── Records provided

PR #1083, opened 2024-09-25
Revert the host back to default value

YCShen1010:
**Which issue(s) this PR fixes** 
Fixes # https://github.ibm.com/IBMPrivateCloud/roadmap/issues/64018

This PR addresses the need to handle custom `spec.host` values for OpenShift Route resources when creating it. Specifically, if the resource is Route, the `spec.host value` is now dynamically read from the provided OperandConfig template. A hash of the `spec.host` value is then calculated and added to the resource's annotations. If the custom host is empty from Opcon, then the host value from the Route will be reverted back to default

### DIFF
--- a/controllers/operandrequest/reconcile_operand.go
+++ b/controllers/operandrequest/reconcile_operand.go
@@ -1010,9 +1010,21 @@ func (r *Reconciler) createK8sResource(ctx context.Context, k8sResTemplate unstr
 		if k8sResConfigUnmarshalErr != nil {
 			klog.Errorf("failed to unmarshal k8s Resource Config: %v", k8sResConfigUnmarshalErr)
 		}
-
 		for k, v := range k8sResConfigDecoded {
 			k8sResTemplate.Object[k] = v
+		}
+
+		if kind == "Route" {
+			if host, found := k8sResConfigDecoded["spec"].(map[string]interface{})["host"].(string); found {
+				hostHash := util.CalculateHash(host)
+
+				if newAnnotations == nil {
+					newAnnotations = make(map[string]string)
+				}
+				newAnnotations["operator.ibm.com/odlm.route.hashedData"] = hostHash
+			} else {
+				klog.Warningf("spec.host not found in Route %s/%s", namespace, name)
+			}
 		}
 	}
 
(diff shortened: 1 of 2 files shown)


controllers/operandrequest/reconcile_operand.go
```diff
@@ -948,16 +948,48 @@ func (r *Reconciler) createK8sResource(ctx context.Context, k8sResTemplate unstr
...
+
+		// Calculate and set hash for spec.host
+		hostHash := util.CalculateHash(host)
+		if newAnnotations == nil {
+			newAnnotations = make(map[string]string)
+		}
+		newAnnotations["openshift.io/keycloak-host.hashedData"] = hostHash
+		// klog.Infof("22222 Set host hash annotation: %s", hostHash)
+	}
+
```
Daniel-Fan, line 968: I am wondering that if this is redundant?

It seems that variable `k8sResTemplate` only contains kind, name and namespace, and it does not have any `.spec` field yet.

controllers/operandrequest/reconcile_operand.go
```diff
@@ -948,16 +948,48 @@ func (r *Reconciler) createK8sResource(ctx context.Context, k8sResTemplate unstr
...
 		}
+
+		if kind == "Route" {
+			if host, found := k8sResConfigDecoded["spec"].(map[string]interface{})["host"].(string); found {
+				hostHash := util.CalculateHash(host)
+
+				if newAnnotations == nil {
+					newAnnotations = make(map[string]string)
+				}
+				newAnnotations["openshift.io/keycloak-host.hashedData"] = hostHash
```
Daniel-Fan, line 987: can we use odlm specific label? For example `operator.ibm.com/odlm.route.hashedData`

controllers/operandrequest/reconcile_operand.go
```diff
@@ -948,16 +948,48 @@ func (r *Reconciler) createK8sResource(ctx context.Context, k8sResTemplate unstr
...
+				klog.Infof(" 2222  Route spec.host: %s, calculated host-hash: %s", host, hostHash)
+			} else {
+				klog.Warningf("spec.host not found in k8sResConfig for Route")
```
Daniel-Fan, line 990: Could we improve the warning message to point out the Route namespace and name?

controllers/operandrequest/reconcile_operand.go
```diff
@@ -1038,6 +1071,63 @@ func (r *Reconciler) updateK8sResource(ctx context.Context, existingK8sRes unstr
 		return nil
 	}
 
+	if kind == "Route" {
```
Daniel-Fan, line 1074: I am wondering if we are able to wrap the `update` action for `Job` and `Route` into their own functions?
It would help to reduce the number of lines for the function `updateK8sResource`

Daniel-Fan (approved):
/lgtm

────

» **Work task**: Reproduce the listing verbatim.

» **Solution below**:
PR #1083, opened 2024-09-25
Revert the host back to default value

YCShen1010:
**Which issue(s) this PR fixes** 
Fixes # https://github.ibm.com/IBMPrivateCloud/roadmap/issues/64018

This PR addresses the need to handle custom `spec.host` values for OpenShift Route resources when creating it. Specifically, if the resource is Route, the `spec.host value` is now dynamically read from the provided OperandConfig template. A hash of the `spec.host` value is then calculated and added to the resource's annotations. If the custom host is empty from Opcon, then the host value from the Route will be reverted back to default

### DIFF
--- a/controllers/operandrequest/reconcile_operand.go
+++ b/controllers/operandrequest/reconcile_operand.go
@@ -1010,9 +1010,21 @@ func (r *Reconciler) createK8sResource(ctx context.Context, k8sResTemplate unstr
 		if k8sResConfigUnmarshalErr != nil {
 			klog.Errorf("failed to unmarshal k8s Resource Config: %v", k8sResConfigUnmarshalErr)
 		}
-
 		for k, v := range k8sResConfigDecoded {
 			k8sResTemplate.Object[k] = v
+		}
+
+		if kind == "Route" {
+			if host, found := k8sResConfigDecoded["spec"].(map[string]interface{})["host"].(string); found {
+				hostHash := util.CalculateHash(host)
+
+				if newAnnotations == nil {
+					newAnnotations = make(map[string]string)
+				}
+				newAnnotations["operator.ibm.com/odlm.route.hashedData"] = hostHash
+			} else {
+				klog.Warningf("spec.host not found in Route %s/%s", namespace, name)
+			}
 		}
 	}
 
(diff shortened: 1 of 2 files shown)


controllers/operandrequest/reconcile_operand.go
```diff
@@ -948,16 +948,48 @@ func (r *Reconciler) createK8sResource(ctx context.Context, k8sResTemplate unstr
...
+
+		// Calculate and set hash for spec.host
+		hostHash := util.CalculateHash(host)
+		if newAnnotations == nil {
+			newAnnotations = make(map[string]string)
+		}
+		newAnnotations["openshift.io/keycloak-host.hashedData"] = hostHash
+		// klog.Infof("22222 Set host hash annotation: %s", hostHash)
+	}
+
```
Daniel-Fan, line 968: I am wondering that if this is redundant?

It seems that variable `k8sResTemplate` only contains kind, name and namespace, and it does not have any `.spec` field yet.

controllers/operandrequest/reconcile_operand.go
```diff
@@ -948,16 +948,48 @@ func (r *Reconciler) createK8sResource(ctx context.Context, k8sResTemplate unstr
...
 		}
+
+		if kind == "Route" {
+			if host, found := k8sResConfigDecoded["spec"].(map[string]interface{})["host"].(string); found {
+				hostHash := util.CalculateHash(host)
+
+				if newAnnotations == nil {
+					newAnnotations = make(map[string]string)
+				}
+				newAnnotations["openshift.io/keycloak-host.hashedData"] = hostHash
```
Daniel-Fan, line 987: can we use odlm specific label? For example `operator.ibm.com/odlm.route.hashedData`

controllers/operandrequest/reconcile_operand.go
```diff
@@ -948,16 +948,48 @@ func (r *Reconciler) createK8sResource(ctx context.Context, k8sResTemplate unstr
...
+				klog.Infof(" 2222  Route spec.host: %s, calculated host-hash: %s", host, hostHash)
+			} else {
+				klog.Warningf("spec.host not found in k8sResConfig for Route")
```
Daniel-Fan, line 990: Could we improve the warning message to point out the Route namespace and name?

controllers/operandrequest/reconcile_operand.go
```diff
@@ -1038,6 +1071,63 @@ func (r *Reconciler) updateK8sResource(ctx context.Context, existingK8sRes unstr
 		return nil
 	}
 
+	if kind == "Route" {
```
Daniel-Fan, line 1074: I am wondering if we are able to wrap the `update` action for `Job` and `Route` into their own functions?
It would help to reduce the number of lines for the function `updateK8sResource`

Daniel-Fan (approved):
/lgtm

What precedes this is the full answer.